Non solo. Più l'agevolazione riguarda un numero ristretto di persone
più il risparmio per ciascuno di loro è elevato. Le detrazioni
usufruite da meno di mille soggetti producono un vantaggio pro capite
medio di 14.595 euro. Più la platea si allarga, più il risparmio pro
capite si riduce fino ad arrivare a poche centinaia di euro. In termini
percentuali, dunque, le maggiori risorse sono dirottate su pochi
contribuenti.
I benefici più elevati si concentrano su nove misure. E quasi tutte
prevedono una riduzione del peso dell'Ires, l'imposta sul reddito delle
società.
Anche stavolta con dei casi che spiccano con una certa evidenza: lo
sconto per le imposte di registro dei fondi immobiliari chiusi porta un
risparmio di oltre 790 mila euro pro capite. Ma riguarda solo 4
soggetti. Così come il regime forfettario della tonnage tax (le
attività marittime) restituisce 467 mila euro a soli 79 soggetti.

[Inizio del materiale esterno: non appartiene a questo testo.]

PR #292, opened 2026-05-03
Exclude archived projects from default resolution

### LINKED ISSUE #275: Exclude archived projects from project resolution by default
## Summary

Project resolution currently looks up projects by `Path` or `Name` without filtering lifecycle status. A project whose `Status` is `archived` can still be returned by automatic context resolution and by explicit MCP project selection.

Archived projects should be excluded from normal resolution. Any future surface that needs to inspect archived projects should opt in deliberately rather than reusing the default resolver.

## Evidence

- `src/core/project.ts:92-101` resolves by `Path` without a `Status: active` filter.
- `src/core/project.ts:117-130` resolves by `Name` without a `Status: active` filter.
- `src/core/context.ts:172-176` uses those lookups during automatic project resolution.
- `src/mcp/resolve.ts:33-44` uses `findByName` for explicit write scope.
- `src/cli/commands/search.ts:17-23`, `lore-context action='wake-up'`, and `lore-query action='ask'` also rely on `findByName` for explicit read scope.

## Desired behavior

Default project resolution should only consider active projects.

This includes:

- automatic cwd-based resolution via `resolveProject`
- MCP write scope resolution via `resolveProjectIds`
- explicit read scopes such as wake-up, ask, audit/search-style paths, and CLI `lore search --project`

## Implementation notes

- Prefer enforcing the active-only default inside `ProjectService.findByPath` and `findByName`, so all existing callers inherit the same behavior.
- If an archived-project lookup is needed for admin/reporting later, add a separate explicit method or option such as `includeArchived: true`; do not make default callers remember to filter.
- Decide how to handle duplicate active+archived names or paths: the active row should win; an archived-only match should behave like not found.
- Keep `ProjectService.list(status)` behavior unchanged; it already has an explicit status parameter.
- This pairs with #274: once archived rows resolve as not found, explicit attempts to scope to an archived project should fail closed rather than falling back.

## Acceptance criteria

- `findByPath` returns an active project when both active and archived rows match the path, and returns `null` when only archived rows match.
- `findByName` returns an active project when both active and archived rows match the name, and returns `null` when only archived rows match.
- Automatic cwd resolution does not select archived projects.
- MCP project resolution does not write memories/facts/decisions/tasks to archived projects.
- Explicit read scopes do not silently read from archived projects through default lookup.
- Existing `projects.list('archived')` and any project-management surfaces that intentionally list archived rows continue to work.

## Test plan

- Add unit tests in `src/core/project.test.ts` for active-only `findByPath` and `findByName` behavior.
- Add context-resolution coverage for a cwd whose configured path points only to an archived project.
- Add MCP resolver coverage that archived explicit project names behave as not found.
- Run `npm run typecheck` and the project/context/MCP resolver tests.

## Out of scope

- Deleting or mutating archived project rows.
- Creating a new archived-project administration surface.
- Changing Notion page archival behavior; this issue concerns Lore's `Status` select value.

## Duplicate check

Reviewed neighboring project-scope issues. This is separate from #274: #275 decides which project rows are resolvable by default; #274 decides what happens when an explicit requested scope cannot be resolved.

Iron-Ham:
## Summary
- Add active-status filtering to ProjectService path/name lookups
- Keep project listing behavior unchanged for explicit active/archived enumeration
- Cover archived-only lookup behavior in project, context, and MCP resolver tests

Fixes #275

## Test Plan
- npm run test -- src/core/project.test.ts src/core/context.test.ts src/mcp/resolve.test.ts
- npm run typecheck
- npm run test
- npm run lint

## Notes
- npm run format:check currently reports repo-wide pre-existing formatting drift; no formatting changes were applied in this PR.


Iron-Ham (commented):
Clean review from a principal-engineer pass. I checked the ProjectService-centered change and the affected context/MCP/CLI resolution behavior. The active Status filter is applied in the shared lookup layer, list/status enumeration remains unchanged, and the added coverage pins active-vs-archived duplicates plus archived-only misses for path, name, context, and MCP explicit-name resolution. I did not find blocking issues or follow-up nits.\n\nNote: I attempted to submit this as an approval, but GitHub rejected it because the authenticated account owns the PR.

PR #296, opened 2026-05-03
Require provenance for fact creation

### LINKED ISSUE #277: Require provenance for lore-fact create
## Summary

`lore-fact action='create'` currently allows facts without a supporting `Source` memory. The response warns that source-less facts cannot be retraced by `lore-query action='ask'`, and the MCP guide describes this as a soft phase before a future hard error.

This issue flips the contract from warning to enforcement for normal MCP fact creation.

## Evidence

- `src/mcp/tools/knowledge.ts:394-407` attempts session auto-linking only when no explicit `sourceMemoryId` is provided.
- `src/mcp/tools/knowledge.ts:437-441` still creates the fact without a source and prints a warning.
- `src/mcp/AGENTS.md:599-622` documents the intended soft-phase contract and says a future flip should require either `sourceMemoryId` or session context.

## Desired behavior

A normal `lore-fact action='create'` call must have provenance before it writes.

Valid provenance is either:

- an explicit `sourceMemoryId`, or
- an `agent` + `session` pair that resolves to a compatible session memory through the existing auto-link tracker.

If neither produces a usable source, reject the fact create before calling `FactService.createWithDedup`.

## Implementation notes

- Runtime validation can start with a Zod `superRefine` requiring either `sourceMemoryId` or `agent` + `session`, but that is not sufficient by itself: the handler must also reject when session auto-link lookup fails or resolves only to an incompatible project.
- Keep explicit `sourceMemoryId` as the highest-precedence source.
- Keep the existing project compatibility check for session auto-linking; a mismatched project should be a hard rejection unless the caller passes an explicit `sourceMemoryId`.
- Decide whether migrations/internal backfills need an escape hatch. If so, make it deliberately internal and unavailable from normal MCP input.
- Update `src/mcp/AGENTS.md` and the tool description from SHOULD/soft-phase language to MUST/hard-error language.
- Preserve `DecisionService` / decision-tool internal fact creation paths; this issue is about agent-facing `lore-fact action='create'`.

## Acceptance criteria

- Fact create with explicit `sourceMemoryId` succeeds and writes that Source relation.
- Fact create with `agent` + `session` succeeds when the session tracker has a compatible memory candidate, and the response identifies the auto-linked source.
- Fact create with no `sourceMemoryId` and no usable `agent` + `session` returns an MCP error and does not call `services.facts.createWithDedup`.
- Fact create with an incompatible session auto-link candidate returns an MCP error and does not write the fact.
- Dedup/enrichment behavior still works when provenance is valid, including enriching an existing orphan fact with the new source if the service supports that path.
- Tool docs and `src/mcp/AGENTS.md` no longer promise a warning-only source-less write path.

## Test plan

- Update `src/mcp/tools/knowledge.test.ts` coverage for explicit source, session auto-link success, missing provenance rejection, and project-mismatch rejection.
- Add an assertion that the write service is not called on rejected provenance.
- Update any tests expecting the old warning-only behavior.
- Run `npm run typecheck` and the MCP knowledge tests.

## Out of scope

- Backfilling existing orphan facts. This issue prevents new orphan facts from the MCP create surface.
- Changing decision-created internal facts, except where docs need to clarify they are separate from `lore-fact`.

## Duplicate check

Reviewed neighboring fact/provenance issues. This is the hard-error follow-through for the existing soft-phase contract, not a new orphan-fact remediation flow.

Iron-Ham:
## Summary
- require MCP `lore-fact action=create` calls to provide explicit source provenance or a resolvable `agent`+`session` auto-link
- reject missing, unresolved, or project-incompatible session provenance before `createWithDedup` writes
- update MCP docs and dispatcher tests for the hard-error contract

Closes #277

## Test plan
- [x] npm run test -- src/mcp/tools/knowledge.test.ts src/mcp/tools/polymorphic.test.ts
- [x] npm run test -- src/cli/migration-lock.test.ts
- [x] npm run typecheck
- [x] npm run lint
- [x] npm run test


Iron-Ham (commented):
Summary: the core provenance contract is moving in the right direction, and the explicit-source / compatible-session paths are covered. I would request changes, but GitHub rejects change requests from the PR author account. This PR is not clean for merge until the blocker below is fixed.

Blocker: validate usable provenance before Entity resolution. In `handleLearn`, subject/object Entity resolution runs first (`src/mcp/tools/knowledge.ts` around lines 318-343) with `autoCreate: true`; `EntityService.resolveOrCreateEntity` can create new Entity rows on misses and can also extend project scope on existing matches. The new runtime hard errors for an unresolved session tracker entry or an incompatible session candidate happen later (`src/mcp/tools/knowledge.ts` around lines 394-420). That means a rejected `lore-fact action=create` call can still leave Entity database side effects even though the fact is not written.

Why this matters: issue #277 frames the new contract as “must have provenance before it writes.” Avoiding `FactService.createWithDedup` is not enough if the same failed create can still create/modify canonical Entity rows. A typoed or incompatible autosave fact would now fail visibly while still polluting the Entity registry, which is a worse partial state to debug.

Suggestion: resolve and validate `effectiveSource` immediately after `resolveProjectIds` and before any `services.entities.resolveOrCreateEntity` calls. Then run Entity resolution only once provenance is guaranteed, and add a regression test with `services.entities.resolveOrCreateEntity` mocked/asserted not called for both the no-session-entry and project-incompatible session paths.

Iron-Ham (commented):
## Verdict: Looks good — minor polish only.

The contract flip is clean: schema-level `superRefine` rejects shape errors at the dispatch boundary, runtime logic still owns project-compat / session-tracker-miss, and `createWithDedup` is unreachable without a resolved source. Dedup keys are `(subject, predicate, object)` only (per `src/notion/normalize.ts:75-82`), so changing provenance shape can't generate ghost duplicates. Auto-link is an in-memory `SessionMemoryTracker.get` so there's no TOCTOU between resolve and write.

Blast radius is narrow. The only programmatic callers of `lore-fact action='create'` are MCP-driven agents — `src/hooks/prompts.ts:135` already says `MUST pass sourceMemoryId` and threads `agent`+`session` correctly, so background autosave subagents are pre-aligned. No CLI command and no hook code path invokes `handleLearn` directly.

### Major
None.

### Minor / Nits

Importi analoghi, sempre per pochi contribuenti, sono legati alle navi
iscritte nel registro, al teleriscaldamento o agli affitti immobiliari
delle società.
Non appena la base di cittadini che possono usufruire dello sconto si
allarga, il risparmio pro capite e il numero di misure si riduce. Basti
pensare che sono solo 3 le agevolazioni applicate nella dichiarazione
dei redditi da più di 10 milioni di persone. La più ampia, come
prevedibile, riguarda la casa. Le deduzioni sulla prima abitazione,
infatti, costano 3,6 miliardi ma si spalmano su 26 milioni di italiani
con un vantaggio medio procapite di 141 euro. La seconda detrazione in
termini di dimensioni va sulle spese sanitarie: effetti finanziari per
3 miliardi condivisi da oltre 17 milioni di persone. La terza, infine,
si sostanzia nei cosiddetti 80 euro di Renzi: 9 miliardi di spesa per
oltre 11 milioni di lavoratori. Si assiste dunque a un rapporto
inversamente proporzionale tra numero di contribuenti e importo dello
sconto fiscale: meno sono i beneficiari, più alto il risparmio per
ciascuno di loro. E gli effetti pro capite più elevati sono a sostegno
degli imprenditori interessando essenzialmente il gettito Ires e Irap.
L'Irpef, l'imposta sulle persone fisiche, è al contrario tra quelle
meno favorite. Basti pensare che alcune esenzioni o detrazioni (dalle
spese sostenute dai genitori adottivi a quelle per lo sport praticato
dai figli fino a quelle veterinarie) producono risparmi che variano dai
16 ai 50 euro. Se poi si accorpano le detrazioni per macro aree si vede
che lo sforzo maggiore dello Stato si concentra su tutto ciò che
riguarda la casa e gli immobili: oltre 18 miliardi nel 2018 (in
crescita di tre miliardi rispetto all'anno precedente). Al secondo
posto le politiche del lavoro (14 miliardi) ma con un gettito che
quest'anno è calato di 4 miliardi. Quindi c'è il settore "salute" con
quasi 5 miliardi.
Le ultime tre voci invece sono l'Ambien- te (poco più di 100 mila euro
in calo di 300 mila rispetto al 2017), il turismo (11 milioni) e lo
sport (circa 130 milioni). C'è invece però un settore che ha avuto un
vero e proprio exploit: la tutela dei beni culturali e paesaggistici.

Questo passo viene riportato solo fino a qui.